What to work on ▸ Every line that contains the word "stale" should be copied from the records below.

Dataset excerpts ▸

--------------------

PR #1044, opened 2026-05-09
feat(web): scroll question forms to top of viewport instead of pinning to bottom

paulstean:
## Summary

Changes the chat panel's auto-scroll behavior so that when an assistant response contains a `<question-form>`, the viewport scrolls to align the top of the form with the top of the visible chat area — instead of the current behavior which pins the latest response to the bottom.

### Key changes

- **`QuestionFormView`** (`apps/web/src/components/QuestionForm.tsx`): added `data-form-id={form.id}` attribute to the root element so it can be found by the scroll logic.
- **`ChatPane`** (`apps/web/src/components/ChatPane.tsx`):
  - Added `scrolledToFormRef` to track which form IDs have already been scrolled to, preventing re-scroll on subsequent streaming chunks.
  - **Initial scroll effect**: on conversation load, checks if the last assistant message contains a form and scrolls to it (instant) instead of bottom-scrolling.
  - **Auto-scroll effect**: during streaming, detects when a form appears in the last assistant message and smooth-scrolls to it. Sets `pinnedToBottomRef = false` immediately after so subsequent chunks don't abort the animation.
  - **Form submission**: resets `pinnedToBottomRef.current = true` and clears `scrolledToFormRef` so the next response reclaims scroll control.
  - Queries `[data-form-id]` only within the last `.msg.assistant` element to avoid targeting stale (answered) forms from earlier in the conversation.

### Behavior

| Scenario | Behavior |
|---|---|
| Normal text streaming | Bottom-scroll (unchanged) |
| Form appears during streaming | Smooth scroll to form top; subsequent text extends below viewport |
| Navigate to conversation ending in form | Instant scroll to form top |
| User scrolls away from form | No yank (`pinnedToBottomRef` is false) |
| Submit form → next response arrives | Scroll control reclaimed; next form/text scrolls into view |
| Tab switch away and back | Preserved via existing `savedChatScrollRef` mechanism |

### Verification

- `pnpm guard` — pass
- `pnpm typecheck` — all 12 workspace packages pass (1 pre-existing failure in `apps/packaged` unrelated)
- `pnpm --filter @open-design/web test` — 66 files, 596 tests, all pass

### DIFF
--- a/apps/web/src/components/ChatPane.tsx
+++ b/apps/web/src/components/ChatPane.tsx
@@ -566,7 +566,11 @@ export function ChatPane({
             onEnsureProject={onEnsureProject}
             commentAttachments={commentsToAttachments(attachedComments)}
             onRemoveCommentAttachment={onDetachComment}
-            onSend={onSend}
+            onSend={(prompt, attachments, commentAttachments, meta) => {
+              pinnedToBottomRef.current = true;
+              scrolledToFormRef.current = new Set();
+              onSend(prompt, attachments, commentAttachments, meta);
+            }}
             onStop={onStop}
             onOpenSettings={onOpenSettings}
             onOpenMcpSettings={onOpenMcpSettings}
--- a/apps/web/src/components/ChatPane.tsx
+++ b/apps/web/src/components/ChatPane.tsx
@@ -194,7 +194,9 @@ export function ChatPane({
         const formEl = lastAssistantEl?.querySelector<HTMLElement>('[data-form-id]');
         if (formEl && !scrolledToFormRef.current.has(formEl.dataset.formId!)) {
           scrolledToFormRef.current.add(formEl.dataset.formId!);
-          el.scrollTop = formEl.offsetTop;
+          const formRect = formEl.getBoundingClientRect();
+          const containerRect = el.getBoundingClientRect();
+          el.scrollTop += formRect.top - containerRect.top;
           pinnedToBottomRef.current = false;
           setScrolledFromBottom(true);
           return;
@@ -246,11 +248,11 @@ export function ChatPane({
         // Form tag in content but the DOM element isn't ready yet (partial
         // stream) — skip bottom-scroll to avoid a jarring jump that gets
         // undone when the form finishes rendering.
-        return;
+        if (streaming) return;
       }
       el.scrollTop = el.scrollHeight;
     }
-  }, [messages, error]);
+  }, [messages, error, streaming]);
 
   // Saved chat-log scroll state, preserved across tab switches. The
   // chat-log <div> is conditionally rendered so it unmounts when the
--- a/apps/web/src/components/ChatPane.tsx
+++ b/apps/web/src/components/ChatPane.tsx
@@ -194,9 +194,7 @@ export function ChatPane({
         const formEl = lastAssistantEl?.querySelector<HTMLElement>('[data-form-id]');
         if (formEl && !scrolledToFormRef.current.has(formEl.dataset.formId!)) {
           scrolledToFormRef.current.add(formEl.dataset.formId!);
-          const formRect = formEl.getBoundingClientRect();
-          const containerRect = el.getBoundingClientRect();
-          el.scrollTop += formRect.top - containerRect.top;
+          formEl.scrollIntoView({ block: 'start', behavior: 'smooth' });
           pinnedToBottomRef.current = false;
           setScrolledFromBottom(true);
           return;
@@ -204,7 +202,7 @@ export function ChatPane({
         // Already handled by the auto-scroll effect — don't bottom-scroll.
         if (formEl) return;
       }
-      el.scrollTop = el.scrollHeight;
+      el.scrollTo({ top: el.scrollHeight, behavior: 'smooth' });
       setScrolledFromBottom(false);
       pinnedToBottomRef.current = true;
     });
@@ -250,7 +248,7 @@ export function ChatPane({
         // undone when the form finishes rendering.
         if (streaming) return;
       }
-      el.scrollTop = el.scrollHeight;
+      el.scrollTo({ top: el.scrollHeight, behavior: 'smooth' });
     }
   }, [messages, error, streaming]);
 
--- a/apps/web/src/components/ChatPane.tsx
+++ b/apps/web/src/components/ChatPane.tsx
@@ -149,6 +149,7 @@ export function ChatPane({
   // 80px cutoff: scrolling ~90px up is an intentional pause that
   // shouldn't be yanked back the moment the next chunk streams in.
   const pinnedToBottomRef = useRef(true);
+  const scrolledToFormRef = useRef<Set<string>>(new Set());
   const [tab, setTab] = useState<Tab>('chat');
   const [showConvList, setShowConvList] = useState(false);
   const [scrolledFromBottom, setScrolledFromBottom] = useState(false);
@@ -176,6 +177,7 @@ export function ChatPane({
     // A new conversation should land at the bottom (its own initial
     // scroll), not inherit the previous conversation's saved position.
     savedChatScrollRef.current = null;
+    scrolledToFormRef.current = new Set();
   }, [activeConversationId]);
 
   useEffect(() => {
@@ -183,6 +185,23 @@ export function ChatPane({
     if (!el || didInitialScrollRef.current || messages.length === 0) return;
     didInitialScrollRef.current = true;
     requestAnimationFrame(() => {
+      // If the last assistant message contains a question form, scroll to
+      // the form instead of the bottom, so the user sees the form first.
+      const lastAssistantMsg = [...messages].reverse().find((m) => m.role === 'assistant');
+      if (lastAssistantMsg?.content.includes('<question-form')) {
+        const assistantEls = el.querySelectorAll('.msg.assistant');
+        const lastAssistantEl = assistantEls[assistantEls.length - 1];
+        const formEl = lastAssistantEl?.querySelector<HTMLElement>('[data-form-id]');
+        if (formEl && !scrolledToFormRef.current.has(formEl.dataset.formId!)) {
+          scrolledToFormRef.current.add(formEl.dataset.formId!);
+          el.scrollTop = formEl.offsetTop;
+          pinnedToBottomRef.current = false;
+          setScrolledFromBottom(true);
+          return;
+        }
+        // Already handled by the auto-scroll effect — don't bottom-scroll.
+        if (formEl) return;
+      }
       el.scrollTop = el.scrollHeight;
       setScrolledFromBottom(false);
       pinnedToBottomRef.current = true;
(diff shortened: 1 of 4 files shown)


paulstean:
Closes #983

paulstean:
Feedback addressed: the composer's `onSend` now also resets `pinnedToBottomRef` and `scrolledToFormRef`, so sending a message through the normal composer after a form has claimed scroll control will correctly auto-follow the new response.

apps/web/src/components/ChatPane.tsx
```diff
@@ -176,13 +177,31 @@ export function ChatPane({
...
+      // If the last assistant message contains a question form, scroll to
+      // the form instead of the bottom, so the user sees the form first.
+      const lastAssistantMsg = [...messages].reverse().find((m) => m.role === 'assistant');
+      if (lastAssistantMsg?.content.includes('<question-form')) {
+        const assistantEls = el.querySelectorAll('.msg.assistant');
+        const lastAssistantEl = assistantEls[assistantEls.length - 1];
+        const formEl = lastAssistantEl?.querySelector<HTMLElement>('[data-form-id]');
+        if (formEl && !scrolledToFormRef.current.has(formEl.dataset.formId!)) {
+          scrolledToFormRef.current.add(formEl.dataset.formId!);
+          el.scrollTop = formEl.offsetTop;
```
lefarcen: **P2** — `formEl.offsetTop` is not guaranteed to be relative to the `.chat-log` scroller, and the current CSS does not make `.chat-log` a positioned offset parent. On conversation load this can overscroll by the app/chat header offset and hide the top of the form, breaking the claimed "instant scroll to form top" behavior.

**Fix:** Use `scrollIntoView({ block: 'start', behavior: 'instant' })` (matching the streaming path at L241) or compute `formEl.getBoundingClientRect().top - el.getBoundingClientRect().top + el.scrollTop`.

apps/web/src/components/ChatPane.tsx
```diff
@@ -210,6 +229,25 @@ export function ChatPane({
...
+          scrolledToFormRef.current.add(formEl.dataset.formId!);
+          formEl.scrollIntoView({ block: 'start', behavior: 'smooth' });
+          pinnedToBottomRef.current = false;
+          setScrolledFromBottom(true);
+          return;
+        }
+        // Form tag in content but the DOM element isn't ready yet (partial
+        // stream) — skip bottom-scroll to avoid a jarring jump that gets
+        // undone when the form finishes rendering.
+        return;
```
lefarcen: **P2** — This returns for any last assistant content containing `<question-form` when no rendered `[data-form-id]` exists. If the model emits a malformed form, an unterminated form that never recovers, or literal protocol text in prose/code, bottom-follow stops and the jump state is not updated, so the "normal text streaming unchanged" invariant is not defensible.

**Fix:** Only suppress bottom-scroll while an active stream is plausibly waiting for a form to finish parsing; otherwise fall back to the existing bottom-scroll path. You could add a timeout (e.g., 2 seconds after last content change) or check if the message has stopped streaming.

lefarcen (changes requested):
Thanks for tackling issue #983, @paulstean! The overall approach is solid — tracking scrolled forms and coordinating with `pinnedToBottomRef` is the right architecture.

I've spotted two scroll edge cases that would ship visible regressions if not addressed. See inline comments below.

lefarcen (dismissed):
Thanks for addressing the feedback, @paulstean! Both P2 concerns are resolved:

✅ Line 197: Now uses `scrollIntoView({ block: 'start' })` instead of raw `offsetTop` — proper scroll alignment regardless of positioned ancestors.
✅ Line 249: Streaming effect also uses `scrollIntoView` before the early return, so malformed forms won't break bottom-scroll fallback.

The scroll behavior is now safe. Ship when ready.

apps/web/src/components/ChatPane.tsx
mrcfps: `el.scrollTop = formEl.offsetTop` uses `offsetTop` from the form’s offset parent, but `.chat-log` is just a flex child here (`apps/web/src/index.css:11265-11266`), not a positioned offset parent. On a conversation that already ends in a form, this can overshoot by the chat header/wrapper offset and leave the top of the form hidden, so the new "scroll form to the top of the viewport" behavior is not reliably met. Please switch this initial-load path to the same container-relative calculation as the streaming path (for example `formEl.scrollIntoView({ block: 'start', behavior: 'instant' })` or `formEl.getBoundingClientRect().top - el.getBoundingClientRect().top + el.scrollTop`) so the scroll target is anchored to `.chat-log`.

mrcfps (changes requested):
@paulstean Thanks for addressing the composer follow-up on #983 — I re-checked the latest head and there’s still one reproducible scroll regression in the changed range that should be fixed before this lands.


paulstean:
Both issues addressed in a192290:

1. **`offsetTop` → `getBoundingClientRect`**: Replaced `el.scrollTop = formEl.offsetTop` with `el.scrollTop += formRect.top - containerRect.top` using `getBoundingClientRect()`, so the scroll position is correctly relative to the `.chat-log` scroller regardless of positioned ancestors.

2. **Unconditional return → streaming-guarded**: The early `return` when `<question-form` is in content but no DOM element exists now only fires while `streaming` is true. If streaming has stopped and the form never rendered (malformed/unterminated), it falls through to the existing bottom-scroll path. Added `streaming` to the effect's dependency array so the guard is evaluated when streaming ends.

paulstean:
All scroll operations are now smooth per request:

- **Initial load bottom-scroll**: `el.scrollTo({ top: el.scrollHeight, behavior: 'smooth' })`
- **Initial load form-scroll**: `formEl.scrollIntoView({ block: 'start', behavior: 'smooth' })`
- **Streaming bottom-pinning**: `el.scrollTo({ top: el.scrollHeight, behavior: 'smooth' })`
- **Streaming form-scroll**: unchanged (already smooth)

Also added a `scrollTo` polyfill to the jsdom test files (not available in jsdom's HTMLElement).

paulstean:
The `offsetTop` concern raised by @mrcfps was against commit `98b185f` and has been addressed in subsequent commits (`a192290` → `c3ccaa0`). The initial-load path now uses `formEl.scrollIntoView({ block: 'start', behavior: 'smooth' })` — the same container-relative approach as the streaming path, matching both of the suggested fixes.

The review on commit `98b185f` is now stale against the current head (`c3ccaa0`). Would appreciate a re-review, thanks!

apps/web/src/components/ChatPane.tsx
```diff
@@ -210,9 +229,28 @@ export function ChatPane({
...
+          pinnedToBottomRef.current = false;
+          setScrolledFromBottom(true);
+          return;
+        }
+        // Form tag in content but the DOM element isn't ready yet (partial
+        // stream) — skip bottom-scroll to avoid a jarring jump that gets
+        // undone when the form finishes rendering.
+        if (streaming) return;
+      }
+      el.scrollTo({ top: el.scrollHeight, behavior: 'smooth' });
```
lefarcen: **P2** — Smooth bottom-scroll during streaming may break auto-follow. `el.scrollTo({ top: el.scrollHeight, behavior: 'smooth' })` is async and emits intermediate scroll positions. If the scroll event fires before reaching `el.scrollHeight`, it can flip `pinnedToBottomRef` to `false`, stopping subsequent chunks from auto-scrolling even though the user was originally pinned.

Consider keeping `behavior: 'instant'` for the streaming path (line 251) while using `smooth` only for the initial load path (line 208). Streaming bottom-pinning is a per-chunk micro-action; smooth animation there adds latency without UX benefit.

lefarcen (commented):
Thanks for addressing mrcfps's offsetTop concern, @paulstean! The `scrollIntoView` fix looks correct.

One follow-up finding from reviewing the current head:

apps/web/src/components/ChatPane.tsx
mrcfps: Switching the streaming bottom-follow path from a synchronous `scrollTop` write to `el.scrollTo({ behavior: 'smooth' })` can break the default auto-follow behavior for ordinary assistant responses. `scrollTo(..., smooth)` emits intermediate `scroll` events while the animation is still above the bottom, and this component's `onScroll` handler recomputes `pinnedToBottomRef.current = distance < 80` on every scroll (see `onScroll` in the same file). That means a user who was pinned at the bottom can be flipped to `false` by the animation itself before the next chunk arrives, so later chunks stop auto-scrolling even though the user never scrolled away. Because this changed line runs on every non-form streaming update, it regresses the main chat path, not just the new form case. Please keep the streaming bottom-pin path instantaneous again (for example `el.scrollTop = el.scrollHeight` or `el.scrollTo({ top: el.scrollHeight, behavior: 'instant' })`), or otherwise suppress the programmatic scroll events from updating the pinned state while the auto-follow animation is in progress.

mrcfps (changes requested):
@paulstean Thanks for iterating on this — I re-checked the latest head and found one remaining scroll regression in the changed range that should be fixed before merge.


paulstean:
Streaming bottom-pin reverted to instant `el.scrollTop = el.scrollHeight` (df5946d). The smooth `scrollTo` was emitting intermediate scroll events that flipped `pinnedToBottomRef` to `false`, breaking auto-follow for subsequent chunks — confirmed by both review findings.

Smooth scroll is retained for one-time transitions: initial load bottom-scroll, and form-scroll (`scrollIntoView({ behavior: 'smooth' })` in both effects).

apps/web/src/components/ChatPane.tsx
```diff
@@ -176,14 +177,32 @@ export function ChatPane({
...
+          scrolledToFormRef.current.add(formEl.dataset.formId!);
+          formEl.scrollIntoView({ block: 'start', behavior: 'smooth' });
+          pinnedToBottomRef.current = false;
+          setScrolledFromBottom(true);
+          return;
+        }
+        // Already handled by the auto-scroll effect — don't bottom-scroll.
+        if (formEl) return;
+      }
+      el.scrollTo({ top: el.scrollHeight, behavior: 'smooth' });
```
mrcfps: This initial-load bottom scroll is now animated, but the same file's `onScroll` handler recomputes `pinnedToBottomRef.current = distance < 80` on every scroll event. When a user opens or switches to a conversation while an assistant response is already streaming, the smooth animation can emit intermediate positions that flip `pinnedToBottomRef` to `false` before the viewport actually reaches the bottom. The next streamed chunk then skips the auto-follow path even though the user never scrolled, so the default text-streaming behavior regresses for active conversations. Please keep this initial bottom-pin instantaneous as well (for example `el.scrollTop = el.scrollHeight` / `behavior: 'instant'`), or otherwise suppress programmatic smooth-scroll events from updating the pinned state until the animation settles.

mrcfps (changes requested):
@paulstean Thanks for the quick iteration here — I re-checked the latest head and found one remaining auto-follow regression in the changed scroll path that should be fixed before merge.


paulstean:
Initial-load bottom-pin also reverted to instant `scrollTop = scrollHeight` (ae6d51e) — same scroll-event thrash issue flagged by mrcfps on the latest commit.\n\n**Where smooth scroll is retained:**\n- Form-scroll in Effect 2 (initial load): `formEl.scrollIntoView({ behavior: 'smooth' })` — one-time, no ongoing streaming\n- Form-scroll in Effect 3 (streaming): `formEl.scrollIntoView({ behavior: 'smooth' })` — `pinnedToBottomRef` is set to `false` immediately after, so scroll events don't matter\n\n**Where instant is required:**\n- Bottom-pin in Effect 2 (initial load) — `scrollTop = scrollHeight`\n- Bottom-pin in Effect 3 (streaming) — `scrollTop = scrollHeight`\n\nBoth bottom-pin paths run while streaming may be active; smooth `scrollTo` emits intermediate scroll events that flip `pinnedToBottomRef` to `false`, breaking auto-follow for subsequent chunks.

mrcfps (approved):
@paulstean I re-checked the latest head and verified the changed scroll paths now keep ordinary bottom-follow instant while smoothly aligning question forms at the top, and the composer/form submit resets reclaim scroll control correctly. Thanks for iterating quickly on the scroll edge cases here — this looks ready to ship.


leilei926524-tech:
Hi @paulstean — quick note from the Open Design team.

What you get there:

--------------------

Answer space ▸
  - Queries `[data-form-id]` only within the last `.msg.assistant` element to avoid targeting stale (answered) forms from earlier in the conversation.
The review on commit `98b185f` is now stale against the current head (`c3ccaa0`). Would appreciate a re-review, thanks!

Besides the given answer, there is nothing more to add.